Celeigh, what a wonderful post...

Paula, Marley had 2 brothers and one sister in the movie, probably 9,7,5 yrs old. They grieved and said Good bye with typical childhood innocence and truth. I'll bet your neice will be fine, even better, having seen it.


----------



## moverking (Feb 26, 2007)

Jo Ellen said:


> And what the heck has happened to Kathleen Turner? I barely recognized her!


Really...was she the 'Nazi trainer'?.....wow.


----------



## Jo Ellen (Feb 25, 2007)

I've been reading up on her since the movie. I guess rheumatoid arthritis has really taken a toll on her  but she's in remission now with new medications. I haven't seen her in so long, I still have the image of her with Michael Douglas in Romancing the Stone and War of the Roses ... I just wasn't prepared!

And yes, Caleigh ... your post was wonderful. Your kindness and your lack of judgment is an example for all of us


----------



## hgatesy (Feb 14, 2007)

We went today to see it! What a great movie... although we all needed the tissues at the end... as expected. I thought the cast in it was great. And Marley... ahh... too cute!!


----------



## LibbysMom (Jan 15, 2008)

I like reading everyones opinions. We are going tomorrow morning to see it.

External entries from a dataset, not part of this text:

Issue #8794, opened 2017-12-07
[app-shell] Doesn't work together with @angular/service-worker: "Error: Hash mismatch (cacheBustedFetchFromNetwork)" (+ explanation, + solution)


webmaxru:
cc: @alxhub @StephenFluin 

### Versions
```
Angular CLI: 1.6.0
Node: 8.2.1
OS: darwin x64
Angular: 5.1.0
... animations, common, compiler, compiler-cli, core, forms
... http, language-service, platform-browser
... platform-browser-dynamic, platform-server, router

@angular/cli: 1.6.0
@angular-devkit/build-optimizer: 0.0.35
@angular-devkit/core: 0.0.22
@angular-devkit/schematics: 0.0.41
@ngtools/json-schema: 1.1.0
@ngtools/webpack: 1.9.0
@schematics/angular: 0.1.10
@schematics/schematics: 0.0.10
typescript: 2.4.2
webpack: 3.10.0
```

### Repro steps
Generate a new app with --service-worker, then generate Universal app, then generate app-shell (if it fails, use workaround from https://github.com/angular/angular-cli/issues/8793) and run in the browser

### Observed behavior

At /ngsw/state:
```
NGSW Debug Info:

Driver state: EXISTING_CLIENTS_ONLY (Degraded due to failed initialization: Hash mismatch (cacheBustedFetchFromNetwork): http://localhost:8080/index.html: expected e809040220500c7210a197856aa3ecdf8ddd3618, got 100d6731232af53d7a592198666378360e223ba9 (after cache busting)
Error: Hash mismatch (cacheBustedFetchFromNetwork): http://localhost:8080/index.html: expected e809040220500c7210a197856aa3ecdf8ddd3618, got 100d6731232af53d7a592198666378360e223ba9 (after cache busting)
    at PrefetchAssetGroup.cacheBustedFetchFromNetwork (http://localhost:8080/ngsw-worker.js:657:27)
    at <anonymous>)
Latest manifest hash: 0f59e15ff1beb35d4ff048bb6cc056e34917081f
Last update check: 6m4s739u
```

### Desired behavior
Same run/update SW behavior as with non-app-shell node

### Mention any other details that might be useful (optional)
It happens because app-shell version of `index.html` generated after the generation of `ngsw.json`, where the hash of `index.html` located. So `ngsw.json` contains an incorrect hash, this is why @angular/service-worker throws this error after checking the integrity. Solution: make `ngsw.json` generation a last step in the flow.

[...]

PR #11583, opened 2018-07-18
Re-run ngsw after modifications in app-shell

filipesilva:
Fix https://github.com/angular/angular-cli/issues/8794

### DIFF
--- a/packages/angular_devkit/build_angular/src/app-shell/index.ts
+++ b/packages/angular_devkit/build_angular/src/app-shell/index.ts
@@ -11,10 +11,12 @@ import {
   BuilderConfiguration,
   BuilderContext,
 } from '@angular-devkit/architect';
-import { Path, getSystemPath, join, normalize, virtualFs } from '@angular-devkit/core';
+import { Path, getSystemPath, join, normalize, resolve, virtualFs } from '@angular-devkit/core';
 import { Observable, forkJoin, from, merge, of, throwError } from 'rxjs';
 import { concatMap, map, switchMap } from 'rxjs/operators';
 import { requireProjectModule } from '../angular-cli-files/utilities/require-project-module';
+import { augmentAppWithServiceWorker } from '../angular-cli-files/utilities/service-worker';
+import { BrowserBuilderSchema } from '../browser/schema';
 import { BuildWebpackServerSchema } from '../server/schema';
 import { BuildWebpackAppShellSchema } from './schema';
 
@@ -30,7 +32,9 @@ export class AppShellBuilder implements Builder<BuildWebpackAppShellSchema> {
       let success = true;
       const subscription = merge(
         this.build(options.serverTarget, {}),
-        this.build(options.browserTarget, { watch: false }),
+        // Never run the browser target in watch mode.
+        // If service worker is needed, it will be added in this.renderUniversal();
+        this.build(options.browserTarget, { watch: false, serviceWorker: false }),
       ).subscribe((event: BuildEvent) => {
         // TODO: once we support a better build event, add support for merging two event streams
         // together.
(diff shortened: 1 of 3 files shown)


packages/angular_devkit/build_angular/src/angular-cli-files/utilities/service-worker/index.ts
```diff
@@ -14,14 +14,20 @@ import * as fs from 'fs';
...
 export const NEW_SW_VERSION = '5.0.0-rc.0';
 
 
 class CliFilesystem implements Filesystem {
+  private _augmentedSwPaths = [
+    'ngsw.json',
+    'ngsw-worker.js',
+    'worker-basic.min.js',
+    'safety-worker.js',
+  ];
```
gkalpak: This hard-coded list feels very fragile :grin:

packages/angular_devkit/build_angular/src/app-shell/index.ts
```diff
@@ -109,25 +111,31 @@ export class AppShellBuilder implements Builder<BuildWebpackAppShellSchema> {
...
+    const builderConfig = architect.getBuilderConfiguration<BrowserBuilderSchema>({
       project,
       target,
       configuration,
     });
 
     return architect.getBuilderDescription(builderConfig).pipe(
       concatMap(description => architect.validateBuilderOptions(builderConfig, description)),
-      map(config => join(normalize(config.options.outputPath), 'index.html')),
+      // map(config => join(normalize(config.options.outputPath), 'index.html')),
```
gkalpak: Shouldn't this be removed?

packages/angular_devkit/build_angular/src/app-shell/index.ts
```diff
@@ -161,9 +169,21 @@ export class AppShellBuilder implements Builder<BuildWebpackAppShellSchema> {
           })
           .then((html: string) => {
             return this.context.host
-              .write(outputPath, virtualFs.stringToFileBuffer(html))
+              .write(outputIndexPath, virtualFs.stringToFileBuffer(html))
               .toPromise();
           })
+          .then(() => {
+            if (browserOptions.serviceWorker) {
+              return augmentAppWithServiceWorker(
```
gkalpak: I wonder if re-running this would introduce a noticeable delay for large projects (with lots of files to hash).

packages/angular_devkit/build_angular/src/angular-cli-files/utilities/service-worker/index.ts
filipesilva: Those are the files we actually write back to disk further down on this file, so I think the knowledge of which files these are needs to be on the file anyway. Someone changing this file would have to change paths in both places though.

packages/angular_devkit/build_angular/src/app-shell/index.ts
filipesilva: Oops!

packages/angular_devkit/build_angular/src/app-shell/index.ts
filipesilva: That's a concern, yeah. I don't think `ngsw` has a way to just update the hashes for some files though. I don't want to duplicate the hashing logic it uses inside the CLI.

packages/angular_devkit/build_angular/src/angular-cli-files/utilities/service-worker/index.ts
```diff
@@ -14,14 +14,20 @@ import * as fs from 'fs';
...
-import { map, reduce, switchMap, concatMap, mergeMap, toArray, tap } from "rxjs/operators";
+import { map, reduce, switchMap, concatMap, mergeMap, toArray, tap, filter } from "rxjs/operators";
 import { Observable, merge, of, from } from "rxjs";
 
 
 export const NEW_SW_VERSION = '5.0.0-rc.0';
 
 
 class CliFilesystem implements Filesystem {
+  private _augmentedSwPaths = [
```
alxhub: Maybe extract this to a `const` instead of a private field, to further indicate these are hardcoded paths.

packages/angular_devkit/build_angular/src/app-shell/index.ts
alxhub: I'm not sure this is worth optimizing just yet.

Honestly, the "correct" solution to me is to not generate `ngsw.json` until the entire build is done, including the App Shell. Running it twice seems like a hack (but a hack that will work).

filipesilva:
@gkalpak @alxhub took a slightly different approach: when running the browser target always override `serviceWorker` to false, and then after rendering universal augment with service worker if the browser target had service worker on.

This way it only runs once and there's no need to change the service worker code. PTAL when you have time.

Our pups wake us up too early and we are still in the process of moving so we are doing a 10:30am show and lunch afterwards so we can still get some moving done since today we did NOTHING because of the weather 

I hope that we enjoy the movie!


----------



## Patsy's Parents (Aug 8, 2007)

My wife and I came to spend Christmas in Florida last Saturday. That same day, her father fell critically ill, and passed away peacefully the day before Christmas. We are glad that he is over his suffering and at peace, but this has been a very hard week. We have spent it with friends and tried to celebrate life while grieving him, but it has been tough. Today on the way to the airport we went to see Marley and me. I have to say that it was exactly like the book and made us laugh and cry our eyes out. We loved every second of it and now we are sitting in the Orlando airport, waiting to board our plane north. Our daughters have been staying with Patsy and took her on a car trip to see family in NY and play in snow, so she has been fine. We, and especially me, have been missing her like crazy. Seeing Marley made me want to get back to her all the more!


----------



## cubbysan (Mar 13, 2007)

Pointgold said:


> *Contains spoilers:
> 
> By Alonso Duralde
> Film critic
> ...


 
I took my 6, 10 & 11 year olds. They really enjoyed it. My 11 year old had read the teen's version of Marley so they all knew what was going to happen in the end.

We lost three elderly pets in the past 2 years, so I thought it was very healthy for my children to see that other families have gone through this, too. 

It also made them realize that Brady is a well behaved dog most of the time. But they also saw some Brady in Marley too!

When they got home from the movie, all three rushed to give Brady a big hug.


----------



## Abbydabbydo (Jan 31, 2007)

Patsy's Parents said:


> My wife and I came to spend Christmas in Florida last Saturday. That same day, her father fell critically ill, and passed away peacefully the day before Christmas. We are glad that he is over his suffering and at peace, but this has been a very hard week. We have spent it with friends and tried to celebrate life while grieving him, but it has been tough. Today on the way to the airport we went to see Marley and me. I have to say that it was exactly like the book and made us laugh and cry our eyes out. We loved every second of it and now we are sitting in the Orlando airport, waiting to board our plane north. Our daughters have been staying with Patsy and took her on a car trip to see family in NY and play in snow, so she has been fine. We, and especially me, have been missing her like crazy. Seeing Marley made me want to get back to her all the more!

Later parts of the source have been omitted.